A revista britânica Jacobin publicou em sua edição impressa uma entrevista da jornalista Aude Lancelin e do filósofo Alain Badiou com Stathis Kouvelakis, membro da ala esquerda do Comitê Central do Syriza. Depois dos debates das vertentes autonomistas sobre a possibilidade de “transformar o mundo sem tomar o poder”, os importantes fenômenos reformistas na Europa Syriza e Podemos abrem uma reflexão sobre “tomar o poder sem se deixar tomar por ele”. A tentativa de resolver o impasse da esquerda mundial com a “integração das massas ao Estado” responde aos desafios atuais, ou esbarra no problema da antiausteridade que não é anticapitalista?

André Barbieri São Paulo | @AcierAndy

domingo 26 de abril de 2015 | Edição do dia

Com o mérito de refletir distintos pontos interessantes sobre qual estratégia adotar em meio à crise europeia, a entrevista se centrou em ponderar as “novas” possibilidades de “articulação do Estado com os movimentos sociais de base”. Este temário, do grau possível de influência das massas no curso do Estado burguês, que atravessa um debate clássico entre os dirigentes marxistas da II Internacional no ocidente (antes da Primeira Guerra Mundial), e particularmente depois da Revolução Russa de 1917 com os teóricos reformistas da socialdemocracia (já afundada na bancarrota histórica de ter lançado os trabalhadores europeus na carnificina imperialista em 1914), se desenvolve em pleno fim de ciclo dos governos pós-neoliberais na América Latina, que inspiram declaradamente os dirigentes Alexis Tsipras do Syriza e Pablo Iglesias do Podemos.

Ironicamente, governos que se utilizaram durante toda a década de 2000 de um relato de “autonomia nacional e popular” e “integração dos povos latinoamericanos” externamente, e um discurso de “incorporação da cidadania, de distintos segmentos e classes, ao Estado” internamente, instrumentalizando os levantes populares do fim dos 90 em nome de restaurar o equilíbrio relativo dos estados burgueses em crise.

Como viemos refletindo no Esquerda Diário, uma experiência cujo ciclo chega ao fim com estes mesmo governos do PT no Brasil, de Kirchner na Argentina, e mesmo o fenômeno do chavismo na Venezuela, adotando a agenda econômica da direita neoliberal contra os trabalhadores latinoamericanos (Evo Morales, mesmo com um fôlego maior na Bolívia, como parte deste “direitismo pós-neoliberal”) e entregando seus países e o que há dentro deles para os antigos desafetos da ALBA (principalmente os Estados Unidos, que com a ajuda dos governos renova sua influência regional na Cúpula das Américas).

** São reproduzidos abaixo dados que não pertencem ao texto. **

PR #1552, opened 2026-07-09
fix(events): use ReplacingMergeTree for the ClickHouse sink table

Azorlogh:
## Summary

The ClickHouse events sink created its table with plain `MergeTree`. Because event delivery is **at-least-once**, this silently accumulates duplicate rows on failure. This switches the engine to `ReplacingMergeTree` keyed on the existing `(ledger, log_sequence)` sort key.

## Why duplicates happen

The emitter commits the ClickHouse INSERT batch **before** advancing the Raft cursor (a bounded, best-effort proposal). If the process crashes, loses leadership, or the cursor-advance times out *after* the insert succeeded but *before* the cursor commits, the emitter restarts from the old cursor and **re-publishes the same batch** — producing duplicate rows with an identical `(ledger, log_sequence)`. With plain `MergeTree` these persist forever, so `count()` / `sum()` analytics over-count.

## Change

```sql
-ENGINE = MergeTree()
+ENGINE = ReplacingMergeTree()
 ORDER BY (ledger, log_sequence)
```

- `(ledger, log_sequence)` already uniquely identifies an event and is already the sort key, so `ReplacingMergeTree` collapses re-delivered duplicates during background merges.
- Redeliveries are **byte-identical**, so no version column is needed — it doesn't matter which copy wins.
- No insert-time cost.

## Parity with v2

The schema comment states it matches the v2 reference implementation. Confirmed against `formancehq/ledger` `internal/replication/drivers/clickhouse/driver.go`, which uses `ENGINE = ReplacingMergeTree`. So this **restores parity** — plain `MergeTree` was the divergence.

## Caveat for query authors

Dedup is **eventual** (happens on part merges, not at insert time). Between a duplicate insert and the next merge, a naive `SELECT count()` sees both rows. Exact queries must use `FINAL` or explicit dedup (`GROUP BY` / `argMax`). Documented in `events.md` and in code.

## Notes

- Only applies to **newly created** tables (`CREATE TABLE IF NOT EXISTS`); existing deployments are out of scope.
- Orthogonal follow-up not included here: v2 also uses `PARTITION BY ledger`; a partitioning strategy for retention/TTL/merge efficiency is worth a separate change.

## Tests

- `TestClickHouseCreateTableDDL` asserts the emitted engine.
- New `TestClickHouseSinkIntegration_RedeliveryIsIdempotent` publishes an identical batch twice (the at-least-once redelivery scenario) and asserts the deduplicated row count (`SELECT count() ... FINAL`) does not grow. Uses `FINAL` so it is deterministic regardless of merge timing.

Full `clickhouse`-tagged events package passes.


flemzord (approved):

gfyrag (approved):
LGTM. Verified the core mechanics:

- `(ledger, log_sequence)` is genuinely unique per event (1 log → 1 event, `LogSequence` is the global monotonic sequence), so ReplacingMergeTree can only collapse true redeliveries — never merge two distinct events.
- Redeliveries are byte-identical: every row field derives from the persisted log (`InsertedAt` from `tx.GetInsertedAt()`, not wall-clock), so no version column needed.
- The idempotency test is deterministic — `count() ... FINAL` forces merge-time dedup at read time regardless of background-merge timing.

Restores parity with the v2 reference implementation. Clean fix, good test coverage.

O debate entre Allan Badiou e Stathis Kouvelakis, da Plataforma de Esquerda do Syriza, trata de reoxigenar este discurso da ala nacionalista burguesa latinoamericana, em função da novidade na Europa da “interação entre mobilizações populares e fenômenos políticos com tradução eleitoral”. Para Kouvelakis, o que é ímpar na ascensão do Syriza é que nunca teria chegado ao poder “não fosse a emergência das mobilizações populares e sociais na Grécia, de um alcance maior que qualquer coisa na Europa desde os 70” (apesar de reconhecer que o apoio popular vem junto com a pressão sobre o governo).

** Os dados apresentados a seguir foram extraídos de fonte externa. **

PR #1553, opened 2026-07-09
fix(operator): stop ledgerctl OTEL flush from blocking in-pod execs (index reconcile timeout)

sylr:
## Problem

Creating indexes from the Ledger CRD fails: `IndexesSynced=False` with
```
ledgerctl indexes: exec failed: context deadline exceeded (stdout: []) (stderr: )
```
on every mirror ledger (`appliedIndexes: null`).

## Root cause (reproduced live in `eks-mews-staging-euc1-01/ohbajrwzuthm-tfjv`)

Every `ledgerctl` command the operator execs **inside a ledger pod** hangs for exactly **5.0s**, and the operator kills it at its **5.0s** `ledgerExecTimeout`.

The 5s is an OpenTelemetry penalty, not the RPC:

| Test (in `ledger-…-0`) | Time |
|---|---|
| `ledgerctl indexes list …` (operator's exact cmd) | 5.01s |
| `ledgerctl version` (no RPC) | 5.01s |
| `version` with `OTEL_TRACES_EXPORTER=none` | 0.00s |
| `version` with standard `OTEL_EXPORTER_OTLP_ENDPOINT` set | 0.01s |

The pod carries go-libs OTEL env — `OTEL_TRACES_EXPORTER=otlp` plus the endpoint under the go-libs name `OTEL_TRACES_EXPORTER_OTLP_ENDPOINT`. `ledgerctl` reads only the SDK-standard `OTEL_EXPORTER_OTLP_ENDPOINT` (empty in the pod). With the exporter selected but no standard endpoint resolvable, `cmd/ledgerctl/cmdutil/otel.go` builds an OTLP exporter against the default `localhost:4317`; the deferred `ForceFlush`/`Shutdown` then blocks the full `otelShutdownTimeout = 5s`. `ledgers create` survives via its already-exists retry; `indexes list` has no such escape.

## Fix

`ledgerctlCommand` now prepends a shell prologue to every in-pod exec:
- If a traces endpoint is configured, export it under the standard `OTEL_EXPORTER_OTLP_ENDPOINT`, adding the `http://`/`https://` scheme the SDK requires (from the go-libs insecure flag — a bare `host:port` makes the SDK attempt TLS against a plaintext collector and hang the same 5s).
- Otherwise set `OTEL_SDK_DISABLED=true` so the flush is a no-op.

Applies to all in-pod ledgerctl calls (index reconcile, create, schema, cluster ops, backup) via the single `ledgerctlCommand` helper.

## Verification

- **In-cluster**: the exact command the operator now generates (prologue + `indexes list`) runs in **0.80s** (incl. kubectl overhead), down from ~5s — well under `ledgerExecTimeout`. Prologue resolves `OTEL_EXPORTER_OTLP_ENDPOINT=http://opentelemetry-collector.monitoring.svc.cluster.local.:4317`.
- **Tests**: added `TestOtelExecPrologue` (executes the prologue through `/bin/sh` for no-endpoint→disable, insecure→http, secure→https, pre-schemed→untouched); updated `TestLedgerctlCommand_TLSModes`. `go build`, `go vet`, `gofmt` clean.

## Notes / follow-ups

- **Residual edge**: with a real endpoint, `ledgerctl`'s own OTEL shutdown timeout (5s) still equals `ledgerExecTimeout`; an *unreachable* collector could again approach the deadline. A deeper `ledgerctl`-core fix (don't build an exporter without a resolvable standard endpoint) would remove that fragility — can follow up.
- **Unrelated**: `kid=943a83ce9ac50789` auth failures seen in pod logs are the traefik ingress presenting a stale pre-restart credential; the current keyset is consistent. Not part of this fix.

### DIFF
--- a/misc/operator/internal/controller/ledgerctl_command_test.go
+++ b/misc/operator/internal/controller/ledgerctl_command_test.go
@@ -159,6 +159,16 @@ func TestOtelExecPrologue(t *testing.T) {
 			env:          []string{"OTEL_TRACES_EXPORTER_OTLP_MODE=http"},
 			wantDisabled: "true",
 		},
+		{
+			name:         "traces disabled at Cluster level disables the SDK despite a configured endpoint",
+			env:          []string{"OTEL_TRACES=false", "OTEL_TRACES_EXPORTER_OTLP_ENDPOINT=collector:4317", "OTEL_TRACES_EXPORTER_OTLP_INSECURE=true"},
+			wantDisabled: "true",
+		},
+		{
+			name:         "traces enabled with an endpoint still translates",
+			env:          []string{"OTEL_TRACES=true", "OTEL_TRACES_EXPORTER_OTLP_ENDPOINT=collector:4317", "OTEL_TRACES_EXPORTER_OTLP_INSECURE=true"},
+			wantEndpoint: "http://collector:4317",
+		},
 	}
 
 	for _, tt := range tests {
--- a/misc/operator/internal/controller/ledgerctl_command_test.go
+++ b/misc/operator/internal/controller/ledgerctl_command_test.go
@@ -2,6 +2,7 @@ package controller
 
 import (
 	"context"
+	"os/exec"
 	"strings"
 	"testing"
 
@@ -75,15 +76,82 @@ func TestLedgerctlCommand_TLSModes(t *testing.T) {
 			shell := cmd[2]
 
 			// Args are single-quoted to neutralize shell metacharacters that
-			// can reach this helper from CRD fields or Secret values.
-			require.True(t, strings.HasPrefix(shell, "./ledgerctl 'store' 'backup'"),
-				"shell command must start with the (quoted) ledgerctl subcommand, got %q", shell)
+			// can reach this helper from CRD fields or Secret values. The
+			// ledgerctl invocation is preceded by the OTEL env prologue.
+			require.Contains(t, shell, "./ledgerctl 'store' 'backup'",
+				"shell command must contain the (quoted) ledgerctl subcommand, got %q", shell)
+			require.True(t, strings.HasPrefix(shell, otelExecPrologue),
+				"shell command must start with the OTEL env prologue, got %q", shell)
 			for _, fragment := range tt.wantContains {
 				require.Contains(t, shell, fragment)
 			}
 			for _, fragment := range tt.wantNotContain {
 				require.NotContains(t, shell, fragment)
 			}
+		})
+	}
+}
+
+func TestOtelExecPrologue(t *testing.T) {
+	t.Parallel()
+
+	// Execute the prologue in a real shell and report the resolved values so
+	// the test exercises the actual POSIX-sh logic the pod runs, not a Go
+	// re-implementation of it.
+	run := func(env []string) (endpoint, sdkDisabled string) {
+		t.Helper()
+		script := otelExecPrologue + `printf '%s\n%s\n' "${OTEL_EXPORTER_OTLP_ENDPOINT:-}" "${OTEL_SDK_DISABLED:-}"`
+		cmd := exec.Command("/bin/sh", "-c", script)
+		// Start from a clean env so an OTEL_* var on the developer's machine
+		// cannot leak into the assertion.
+		cmd.Env = env
+		out, err := cmd.CombinedOutput()
+		require.NoError(t, err, "prologue failed: %s", out)
+		// Two printf lines; do not trim, so an empty value keeps its line.
+		lines := strings.Split(string(out), "\n")
+		require.GreaterOrEqual(t, len(lines), 2, "unexpected output: %q", string(out))
+
+		return lines[0], lines[1]
+	}
+
+	tests := []struct {
+		name         string
+		env          []string
+		wantEndpoint string
+		wantDisabled string
+	}{
+		{
+			name:         "no endpoint disables the SDK",
+			env:          nil,
+			wantEndpoint: "",
+			wantDisabled: "true",
+		},
+		{
+			name:         "insecure endpoint gets http scheme",
+			env:          []string{"OTEL_TRACES_EXPORTER_OTLP_ENDPOINT=collector.monitoring.svc:4317", "OTEL_TRACES_EXPORTER_OTLP_INSECURE=true"},
+			wantEndpoint: "http://collector.monitoring.svc:4317",
+			wantDisabled: "",
+		},
+		{
+			name:         "secure endpoint gets https scheme",
+			env:          []string{"OTEL_TRACES_EXPORTER_OTLP_ENDPOINT=collector.monitoring.svc:4317"},
+			wantEndpoint: "https://collector.monitoring.svc:4317",
+			wantDisabled: "",
+		},
+		{
+			name:         "endpoint already carrying a scheme is left untouched",
+			env:          []string{"OTEL_TRACES_EXPORTER_OTLP_ENDPOINT=http://collector:4317", "OTEL_TRACES_EXPORTER_OTLP_INSECURE=true"},
+			wantEndpoint: "http://collector:4317",
+			wantDisabled: "",
+		},
+	}
+
+	for _, tt := range tests {
+		t.Run(tt.name, func(t *testing.T) {
+			t.Parallel()
+			endpoint, disabled := run(tt.env)
+			require.Equal(t, tt.wantEndpoint, endpoint)
+			require.Equal(t, tt.wantDisabled, disabled)
 		})
 	}
 }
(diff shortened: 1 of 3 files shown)


NumaryBot (commented):

Summary: https://github.com/formancehq/ledger/pull/1553#issuecomment-4925634720

misc/operator/internal/controller/ledgerctl_command_test.go
```diff
@@ -88,6 +92,70 @@ func TestLedgerctlCommand_TLSModes(t *testing.T) {
...
+	// Execute the prologue in a real shell and report the resolved values so
+	// the test exercises the actual POSIX-sh logic the pod runs, not a Go
+	// re-implementation of it.
+	run := func(env []string) (endpoint, sdkDisabled string) {
+		t.Helper()
+		script := otelExecPrologue + `printf '%s\n%s\n' "${OTEL_EXPORTER_OTLP_ENDPOINT:-}" "${OTEL_SDK_DISABLED:-}"`
+		cmd := exec.Command("/bin/sh", "-c", script)
+		// Start from a clean env so an OTEL_* var on the developer's machine
+		// cannot leak into the assertion.
+		cmd.Env = env
```
NumaryBot: 🟠 **[major] Clear the shell environment in prologue test**

When `env` is nil, `exec.Command` inherits the parent process environment, so the `no endpoint disables the SDK` case is not actually starting from a clean env. If a developer or CI runner has `OTEL_TRACES_EXPORTER_OTLP_ENDPOINT` or related OTEL variables set, they leak into this shell and change the expected output, making the test flaky despite the comment. Use an explicit empty slice as the base environment and append the per-case values.

gfyrag:
Re-reviewed current head `358229e394...`.

Findings:

1. Major: in-pod execs can still spend the full operator timeout in OTEL shutdown when a collector endpoint is configured but unavailable.

The new prologue disables tracing only when the go-libs endpoint is absent. With an endpoint present, `ledgerctl` still flushes with its 5s shutdown timeout, while `ledgerExecTimeout` is also 5s. I reproduced current head with the PR prologue and `127.0.0.1:1`: `ledgerctl version` took `5.27s`. That keeps the same `context deadline exceeded` failure mode for a slow/down collector. For operator-owned execs, either disable export entirely or make the OTEL flush budget strictly smaller than the exec timeout.

2. Major: the prior NumaryBot finding is still open; `TestOtelExecPrologue` is not hermetic.

The test sets `cmd.Env = env`, but the no-endpoint case passes `nil`, which makes `exec.Command` inherit the parent environment. I reproduced the failure with `OTEL_TRACES_EXPORTER_OTLP_ENDPOINT=leaked:4317`; the test got `http://leaked:4317` instead of `""`. Use an explicit empty env slice for that case or normalize nil to `[]string{}` in the helper.

3. Medium: the prologue translates the go-libs endpoint/insecure variables but not the go-libs OTLP mode.

The operator injects `OTEL_TRACES_EXPORTER_OTLP_MODE`, while `ledgerctl` reads the standard `OTEL_EXPORTER_OTLP*_PROTOCOL` variables. A cluster configured for HTTP OTLP can still run in-pod `ledgerctl` with the default gRPC exporter against the HTTP endpoint, landing back in flush failure/timeout behavior. Translate mode as well, or intentionally disable export for these execs.

Checks run:

- `go test ./internal/controller -count=1` from `misc/operator`
- `GOROOT= go test ./cmd/ledgerctl/... -count=1`
- `GOROOT= go build ./...` from repo root
- `GOROOT= go build ./...` from `misc/operator`
- Timed smoke checks for prologue no-endpoint and unreachable-endpoint behavior

sylr:
Thanks @gfyrag — addressed all three in `b5b83bb`.

**1. Unreachable/slow collector still hit the 5s flush == 5s exec timeout.**
Kept the endpoint-translation approach (we want CLI-side traces when a collector is configured) but decoupled the two budgets: `ledgerExecTimeout` is now **20s**, strictly larger than ledgerctl's 5s OTEL flush budget plus a normal RPC round-trip. Your reproduction (`127.0.0.1:1` → 5.27s) now completes well under the ceiling instead of surfacing as `context deadline exceeded`. The prologue's disable-when-no-endpoint branch keeps the common no-collector case instant.

**2. Test not hermetic.**
`run` now executes the shell with an explicit, never-nil environment (`cmd.Env = append([]string{}, env...)`), so a stray `OTEL_*` on the dev/CI host can't leak into the no-endpoint case. Added grpc/http mode cases and a "mode without endpoint still disables" case.

**3. OTLP mode not translated.**
The prologue now also maps go-libs `OTEL_TRACES_EXPORTER_OTLP_MODE` (grpc|http) → standard `OTEL_EXPORTER_OTLP_PROTOCOL`, so an HTTP collector isn't hit with the default gRPC exporter.

`go build` / `go vet` / `gofmt` / `go test ./internal/controller` all clean. Live re-run against the staging pod was deferred (its EKS API was unreachable from my side at push time); the reachable path was verified live earlier (~0.8s end-to-end) and the unreachable path is now bounded by the 20s ceiling.

gfyrag (changes requested):
Re-reviewed current head `b5b83bbc818f4f6f82d352d5c38db694009c33b4`. The previous endpoint/protocol/test issues look addressed, but I still would not approve this head yet.

1. **P2: the scale-down `ledgerctl` execs are still not covered by `ledgerExecTimeout`.**

   `ledgerExecTimeout` is now applied to Ledger reconciliation execs, for example `LedgerReconciler.Reconcile` creates an `execCtx` before `ledgerctlExec` (`misc/operator/internal/controller/ledger_crd_controller.go:138-142`). But the Cluster scale-down path still passes the outer reconcile context straight into `raftScaleDown` (`misc/operator/internal/controller/reconcile_statefulset.go:114`), and `raftScaleDown` passes that same context to both `podExec` calls for `cluster transfer-leader` and `cluster remove-node` (`misc/operator/internal/controller/raft_scaledown.go:88-90`, `:176`).

   Those are still operator-owned in-pod `ledgerctl` invocations, so a blocked SPDY exec or a `ledgerctl` process stuck behind an OTEL flush can still hold the whole Cluster reconcile instead of being bounded by the new per-exec timeout. Please wrap each scale-down `podExec` call in its own `context.WithTimeout(ctx, ledgerExecTimeout)` as well.

2. **P2: `monitoring.traces.enabled: false` is ignored by the in-pod exec prologue when an endpoint is present.**

   The operator injects the CRD setting as `OTEL_TRACES=false` (`misc/operator/internal/controller/envvars.go:382-392`). `ledgerctl`, however, does not read that go-libs flag; it only disables tracing on `OTEL_SDK_DISABLED=true`, and otherwise builds export from standard `OTEL_TRACES_EXPORTER` / `OTEL_EXPORTER_OTLP*` variables (`cmd/ledgerctl/cmdutil/otel.go:65-67`, `:136-167`).

   The new prologue only checks whether `OTEL_TRACES_EXPORTER_OTLP_ENDPOINT` is set (`misc/operator/internal/controller/raft_scaledown.go:260-269`). With traces disabled but a stale/configured endpoint still present in the pod environment, the prologue exports the standard endpoint/protocol and leaves the SDK enabled, so the exec can still pay the 5s flush cost even though the Cluster explicitly disabled traces. Please make the prologue honor `OTEL_TRACES=false` by setting `OTEL_SDK_DISABLED=true` before translating endpoint/protocol.

sylr:
Thanks @gfyrag — both P2s addressed in `4a2919c`.

**1. Scale-down execs now bounded by `ledgerExecTimeout`.**
Added a `podExecWithTimeout` helper (wraps `podExec` in `context.WithTimeout(ctx, ledgerExecTimeout)`) and routed both scale-down invocations through it — `cluster transfer-leader` in `raftScaleDown` and `cluster remove-node` in `removeNode`. So a stuck SPDY exec or an OTEL-flush-blocked `ledgerctl` can no longer hold the whole Cluster reconcile; each in-pod exec is bounded per-call, matching the Ledger reconcile path. Left a directive comment that any new operator-owned in-pod exec must go through this helper.

**2. Prologue now honors `OTEL_TRACES=false`.**
The leading guard is now `if [ "${OTEL_TRACES:-}" = "false" ] || [ -z "${OTEL_TRACES_EXPORTER_OTLP_ENDPOINT:-}" ]; then export OTEL_SDK_DISABLED=true; else …`. With traces disabled at the Cluster level, a stale/configured endpoint no longer keeps the SDK enabled, so the exec pays no flush cost. Added test cases for `OTEL_TRACES=false` (disabled despite endpoint) and `OTEL_TRACES=true` (still translates).

`go build` / `go vet` / `gofmt` / `go test ./internal/controller` all clean. As before, the staging cluster's EKS API was unreachable from my side this round, so the live scale-down path wasn't re-exercised in-pod; the prologue change is covered by unit tests and the timeout change is a straightforward context wrap.

gfyrag (approved):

É certo que estamos diante de altos níveis de aprovação popular de Podemos e principalmente do governo Syriza na Grécia, sendo os primeiros fenômenos políticos reformistas de massas desde os 70 na Europa. Entretanto, os discursos do Syriza sobre a possibilidade de um acordo “benéfico tanto ao povo quanto aos sócios europeus” reveste a novidade européia com a velho poeira reformista que busca conciliar os interesses de classes sociais antagônicas (e por vezes, no interior do Estado burguês), servindo como instrumento de contenção da luta de classes, como foram o pósneoliberais latinoamericanos, e não para a transformação revolucionária da sociedade pelos trabalhadores.

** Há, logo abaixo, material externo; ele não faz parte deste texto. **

PR #212, opened 2025-10-24
Add support for default tools in FlowManager initialization

Pranay-ai:
This PR adds support for default tools that persist across all nodes in the flow.
Key changes:

New default_tools parameter in FlowManager.__init__() (line 105) - accepts an optional list of FlowsFunctionSchema that will be available at every node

“Tomar o Estado sem deixar-se tomar por ele”

Badiou questiona o “método político clássico” que utiliza o Syriza, a saber, “ocupar o poder central dentro da legitimidade constitucional/eleitoral para depois levar a cabo manobras e negociações com os ‘sócios’” sem tocar na propriedade privada, o que tornaria o programa do Syriza muito menos radical que o dos comunistas gregos (a despeito desta sobrevivência do stalinismo ser um aliado chave do imperialismo na contenção dos trabalhadores durante as dezenas de paralisações no país).

Para explicar seus temores, compara a situação grega atual com o governo socialista de Mitterrand na França da década de 80, que apesar das estatizações operadas em setores importantes da economia, terminou “não se deixando controlar pelo movimento de massas que o colocou no poder”.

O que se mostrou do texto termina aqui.